(Dataset entries)
PR #672, opened 2020-01-06
Hide Cast button on TV layout

MrTimscampi:
**Changes**

I fail to see a proper use case for the Cast button on the TV UI, since it'll mainly be used on TVs (Either directly on the TV or on a box connected to it). So this commit keeps the cast button hidden in the TV Layout.

**Issues**

None

### DIFF
--- a/src/scripts/librarymenu.js
+++ b/src/scripts/librarymenu.js
@@ -47,7 +47,9 @@ define(["dom", "layoutManager", "inputManager", "connectionManager", "events", "
                 headerSearchButton.classList.remove("hide");
             }
 
-            headerCastButton.classList.remove("hide");
+            if (!layoutManager.tv) {
+                headerCastButton.classList.remove("hide");
+            }
         } else {
             headerHomeButton.classList.add("hide");
             headerCastButton.classList.add("hide");
--- a/src/scripts/librarymenu.js
+++ b/src/scripts/librarymenu.js
@@ -103,7 +103,10 @@ define(["dom", "layoutManager", "inputManager", "connectionManager", "events", "
 
         headerUserButton.addEventListener("click", onHeaderUserButtonClick);
         headerHomeButton.addEventListener("click", onHeaderHomeButtonClick);
-        headerCastButton.addEventListener("click", onCastButtonClicked);
+
+        if (!layoutManager.tv) {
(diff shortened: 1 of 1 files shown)


anthonylavado:
Holding as per request my @MrTimScampi

MrTimscampi:
@anthonylavado Change made in d963fe5, good to go on my end :)

JustAMan:
I wonder why we should actually hide it... what if a user has some headless (but speaker-ful) system which can play music, and uses the TV to cast music to it?

MrTimscampi:
Do the TV browsers even support the Cast API ? I'd figure they would pretty restricted.

Wouldn't they use a smartphone to cast instead, which makes more sense ? Usually you'd control a headless system through a phone or a tablet, for which the TV layout isn't adapted anyway.

Part of my decision for removing it is that real estate is pretty limited in the TV layout, as everything is pretty big. So hiding a non-essential feature made sense in order to gain some visual cleanliness.

See this screenshot for an example of the busyness of the header in TV layout:

anthonylavado:
The button does have the remote control interface behind it, but I agree that it shouldn’t be in the TV layout

JustAMan:
Again, I think there are different "cast" things here. While I agree that average user isn't likely casting from a TV to a Chromecast, casting a playlist to a headless player seems more viable to me (however this is actually a future option for "web ui config" @dkanada wants to create).

dkanada:
@JustAMan has a point, you can control other clients from the same cast menu.

MrTimscampi:
I think there's a better discussion about this button's purpose to be had, here.

In every other app, the "Cast" icon means "send content to a Chromecast" or a similar action. To me, and I think to most users, a cast button leading to a remote control doesn't really make sense, especially since nobody else uses that icon this way.

I think a better pattern would be to have this icon handle Chromecast and Airplay, then handle playback to other clients from the details page, for example.  
Have the play button be a dropdown button (A button with a dropdown arrow on the right). By default, clicking on the Play button leads to playback on the current client, and the dropdown would show "Play on <client name>". If no other clients are paired to the server, it simply shows a "No other client available for playback".

This makes more sense for discovery of features and for the iconography used.

JustAMan:
Absolutely agree, this makes much more sense that way! :)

Exercise aim
Scan the data above, find each line with "pretty", and copy it.

Reply
Do the TV browsers even support the Cast API ? I'd figure they would pretty restricted.
Part of my decision for removing it is that real estate is pretty limited in the TV layout, as everything is pretty big. So hiding a non-essential feature made sense in order to gain some visual cleanliness.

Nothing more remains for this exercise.